Microservice-based architecture comes with many advantages over monoliths, especially in areas of scalability, enhance-ability, and maintainability of the application, as instead of a big application we are dealing will smaller pieces that are easier to manage and update.
But every good thing comes with some challenges, and in the case of microservice-based architecture, monitoring of application is one such challenge.
Earlier you were looking at one place for logs, server health, etc for any issues or status. But with such a s distributed system where we have tens or hundreds of microservices, it is difficult to monitor the status of each service individually. For example, say we have a scenario where a service is calling another service which in turn might be calling another service to fulfill a user’s request. Now if a request is failing or responding very slow, which of the service is the culprit? Which logs are to be analyzed?
To solve this issue, we have a set of practices that can help us to build a robust and effective Monitoring Strategy.
Before getting into the Strategy to monitor microservices, let’s take a look at a few core concepts that one needs to be aware of, which are Logs, Metrics, and Traceability.

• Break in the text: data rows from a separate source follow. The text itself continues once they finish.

Issue #33, opened 2017-01-10
Filesystem Driver


chemistry-sourabh:
Issue #30 should be done before coming to this.
Since the framework will be written just an interface needs to be written, Ceph needs to extend that interface and the framework needs to be used to load the class.

apoorvemohan:
@chemistry-sourabh can we close this?

PR #70, opened 2017-02-18
Partial directory reorganization to support interfaces.

ravisantoshgudimetla:
This is precursor to #33. We need this folder re-organization to make sure we can write mock's for everything and this looks a bit cleaner.


chemistry-sourabh:
I am fine with this structure, but it would be better to put it each driver in its own package like.
einstein/iscsi/tgt/tgt.py
Because my later PRs will be moving the driver related constants from commons/constants to the drivers_package/constants
Also It would be better to call filesystem as fs (for consistency)
Also change networkisolator to network_isolator

chemistry-sourabh:
Also I had this question for debate.
Is it better to leave the drivers in the einstein package or move to something like drivers/ext in the root directory of project (like HIL) ?

ravisantoshgudimetla:
I didn't understand the need for having tgt folder. Any specific reason? 
> Is it better to leave the drivers in the einstein package or move to something like drivers/ext in the root directory of project (like HIL) ?

I think, einstein and picasso should be up for debate. Somehow, I think we can change them to more technical names - controller and conductor etc. I don't know why HIL used ext folder.

ravisantoshgudimetla:
@chemistry-sourabh , approve it as well.

chemistry-sourabh:
The reason for having a tgt folder is to split files. I put the constants for tgt in a separate file, similarly I put the ceph stuff for IET in a separate file. The splitting of the existing drivers can be debated, but in the future we may need to split files.

chemistry-sourabh:
@ravisantoshgudimetla please move the directories to a root level drivers directory as discussed.

ravisantoshgudimetla:
@chemistry-sourabh I didn't understand what you mean by root level structure. Also, I forgot what we discussed. Please provide the context as well. It will be easier for others as well.

chemistry-sourabh:
ok you wanted something like this.
/
   ims
          einstein
                        iscsi
                                tgt.py
                                mock.py
                        ceph

I didn't like this that much as we can't divide the drivers into sub modules if required. So I wanted something like this


You didn't like this as it has too many folders

So we agreed on this
/
   drivers/ext
                      iscsi
                              tgt
                                   tgt.py/driver.py
                                   constants.py
                              mock
                      ceph
   ims

This sort of gives what everyone wants. Also it is similar to HIL

ravisantoshgudimetla:
@chemistry-sourabh - So want to take out the folders out of einstein and picasso?

chemistry-sourabh:
Only einstein why picasso ? Picasso doesn't have any folders in it.

chemistry-sourabh:
After dealing with test cases it is better to move the drivers to ims/drivers/... for consistency in tests directory structure

ravisantoshgudimetla:
Did we agree upon this? I thought, as of now, we wanted to have einstein and other names..

naved001:
I am fine with this reorganization. @chemistry-sourabh if you are not happy with this yet and want more discussion, I'd suggest you put a red X (as a part of your review) on it so that someone else doesn't merge it until your concerns are addressed.

ravisantoshgudimetla:
@chemistry-sourabh As you know, I will loose the flow easily as I am into few more things. Provide a sample of what folder organization again. I am not ok with sharing constants as well. What if all the constants needed for a particular file are present in the driver file(like tgt.py having its constants in a function or class at the starting.)

chemistry-sourabh:
I already typed this in a previous comment so I am pasting it here. The idea is to move the drivers folders as described below.

ok you wanted something like this.

/ims/einstein/iscsi/tgt.py
/ims/einstein/iscsi/mock.py
/ims/einstein/ceph/...

I didn't like this that much as we can't divide the drivers into sub modules if required. So I wanted something like this

/ims/einstein/iscsi/tgt/tgt.py
/ims/einstein/iscsi/tgt/constants.py
/ims/einstein/iscsi/mock/...
/ims/einstein/ceph/...
You didn't like this as it has too many folders

So we agreed on this
/drivers/iscsi/tgt/tgt.py
/drivers/iscsi/tgt/constants.py
/drivers/iscsi/mock/...
/drivers/ceph/...
/ims/...

This sort of gives what everyone wants. Also it is similar to HIL

chemistry-sourabh:
Also we are not sharing constants, each driver will have its own constants.py file that will have constants related to it, this is required to make each driver truly independent

ravisantoshgudimetla:
>Also I dont like having constants in the file as they generally grow as the file gains features. It is better to have them in a separate file to avoid the headache of moving them later. This will ensure cleaner code.

Thats when we can have separate files, till then I am ok with not having separate files but if everyone wants it, I can make it.

ravisantoshgudimetla:
@CCI-MOC/bmi-breakers  I am closing this PR off as the changes that I need are already made. The only thing that we need is debating if need constants file for every file or not, which I am not going to do in this PR.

Logs: Logs are the first place you will look at if you see your application is not behaving in an expected manner. Your application emits logs to publish the current state. Logs are mostly categorized into, Debug, Info, Warning, and Error.
Metrics: Metrics are Time series data published by applications to provide a quick view of an aspect that changes with time depending on external conditions like request traffic. For example, Latency Metrics can show data like if 95% of all calls respond under 300ms.
Traceability: Traceability is very important when it comes to distributed systems with multiple microservices. Say Service A calls Service B which calls C and so on. If you see requests failing or responding slowly, you need to track which services are facing issues. Traceability helps track the journey of a request and monitor it at every step.